Kendisiyle yapılan bir röportajda “bir gün meşhur bir edebiyatçı olacağınızı tahmin eder miydiniz”  sorusunu şöyle yanıtlamıştır:

“Çocukluğumda da ilk gençliğimde de bir şey olmaya değil olmamaya karar vermiştim.

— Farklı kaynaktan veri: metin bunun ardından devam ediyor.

PR #167, opened 2018-02-06
Previous ignore_errors statement didn't work; fixing.

etsauer:
#### What does this PR do?
Fixed previous PR

Run applier with a content_dir defined

n/a

cc: @redhat-cop/casl

### DIFF
--- a/roles/openshift-applier/tasks/process-content.yml
+++ b/roles/openshift-applier/tasks/process-content.yml
@@ -18,7 +18,6 @@
   block:
   - fail:
       msg: "WARNING: This functionality is being deprecated. Please use the 'content.file' variable instead. See role docs for more info."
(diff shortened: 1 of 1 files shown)


roles/openshift-applier/tasks/process-content.yml
```diff
@@ -9,9 +9,9 @@
   block:
   - fail:
       msg: "WARNING: This functionality is being deprecated. Please use the 'content.file' variable instead. See role docs for more info."
-      ignore_errors: True
```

Sözümü tuttum gibime geliyor, siz istediğiniz kadar bana meşhur deyin.”

Onun düzenli bir iş tutmamasının nedenlerinden biri dönemin Türkiye koşullarında verilen paraların çok düşük olmasıdır.

Halıcıoğlu Ermeni Yetim Mektebi’nde Türkçe öğretmenliği yaparken ayda 13 lira kazandığını anlatır bir söyleşisinde. Vapur geç kalktığı için çoğu dersine 10-15 dakika geç kaldığını eklemeyi unutmaz. Aslında o mesai saatiyle yapılacak bir işin adamı değildir. Yazar olmasaydınız ne olmak isterdiniz sorusunu şöyle yanıtlar:

“Kahveci olmayı çok isterdim. Gene de istiyorum. Şöyle deniz kenarında sessiz bir kahvem olsun. Oraya kimbilir ne çeşit insanlar gelip gidecek, ben onları tanıyacak, seveceğim.”

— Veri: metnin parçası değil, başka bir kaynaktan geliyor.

PR #274, opened 2018-07-25
Prompt user prior to deleting cluster

tylerauerbeck:
#### What does this PR do?
This PR prompts a user to check whether they're sure that they want to delete their OCP cluster. It prompts a user for a simple yes/no and then takes appropriate action.

**NOTE:** Currently this is using `meta: end_play` and taking action based on the response. It appears to be taking the desired action in `openstack` and ends the play immediately (so that you don't see a number of skipped tasks). However it doesn't appear to behave the same way when skipping the `aws` branch. It still skips everything as expected, it just happens to print out a bunch of skipped tasks (from the `manage_aws_infra` role) instead of ending the play immediately like it does on the `openstack` branch. We may want to take a look at this (either now / in the future), but this is a more of a style/preference issue than a technical one (outside of figuring out why the two playbooks aren't acting the same).

`ansible-playbook -i /path/to/your_casl_inventory/ /path/to/casl-ansible/playbooks/openshift/delete_cluster.yml`

cc: @redhat-cop/casl @oybed @logandonley @makentenza

### DIFF
--- a/playbooks/openshift/delete-cluster.yml
+++ b/playbooks/openshift/delete-cluster.yml
@@ -4,6 +4,17 @@
 #  roles:
 #  - ../../galaxy/openshift-ansible-contrib/roles/openshift-pv-cleanup
 
+- hosts: localhost
+  vars_prompt:
+    name: "delete_cluster"
+    prompt: "Are you sure you want to delete this cluster? (yes/no)"
+    private: no
+  pre_tasks:
+    - set_fact:
+        delete_cluster: "{{ delete_cluster }}"
+    - meta: end_play
+      when: not delete_cluster
+
 - import_playbook: openstack/delete.yml
   when:
   - hosting_infrastructure == 'openstack'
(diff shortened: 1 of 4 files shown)


playbooks/openshift/delete-cluster.yml
```diff
@@ -4,6 +4,17 @@
 #  roles:
 #  - ../../galaxy/openshift-ansible-contrib/roles/openshift-pv-cleanup
 
+- hosts: localhost
+  vars_prompt:
+    name: "delete_cluster"
+    prompt: "Are you sure you want to delete this cluster? (yes/no)"
```
oybed: Please add info on which cluster is about to be deleted - i.e.: cluster id or env_id.

tylerauerbeck: Added env_id to delete prompt.

cc/ @rohitmusti @procrypt

oybed:
@tylerauerbeck instead of having the `meta: end_play` in every playbook (since it only affects "current play"), I wonder if we should just use the `fail` module with a proper `msg` set. That would make the implementation "cleaner". We can discuss.

oybed:
@rohitmusti will finish this as part of PR #285, so closing out this PR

Yazı işinden kazandığı paradan da çok memnun değildir Sait Faik.

“Hikayelerimi kitaplarda toplamak hoşuma gidiyor, hem de elime beş on para geçiyor. Evet devede kulak bile değil, ama ne olsa on formalık bir hikaye kitabına 100 lira kadar veriyorlar. Yüz lira bu, az para mı?”

Ama bu paralar kendisine bir türlü verilmez. O da yeni hikayeler yazmak için cebinden para harcayıp aylak gezmeyi sürdürür:

“Geçen gün bir hikaye yazdım. Şu hikayeye ne sarf ettim diye düşündüm. 14 lira harcamışım. Ben güç yazarım. Yazı yazmam için de biraz gezmem, insan görmem, bir yerden bir şeyler duymam lazım gelir.”

O daima kendi istediklerini yazar. Sipariş üzerine öykü yazmanın, yazarın düşüncesinin sınırlandırılması olduğunu savunur.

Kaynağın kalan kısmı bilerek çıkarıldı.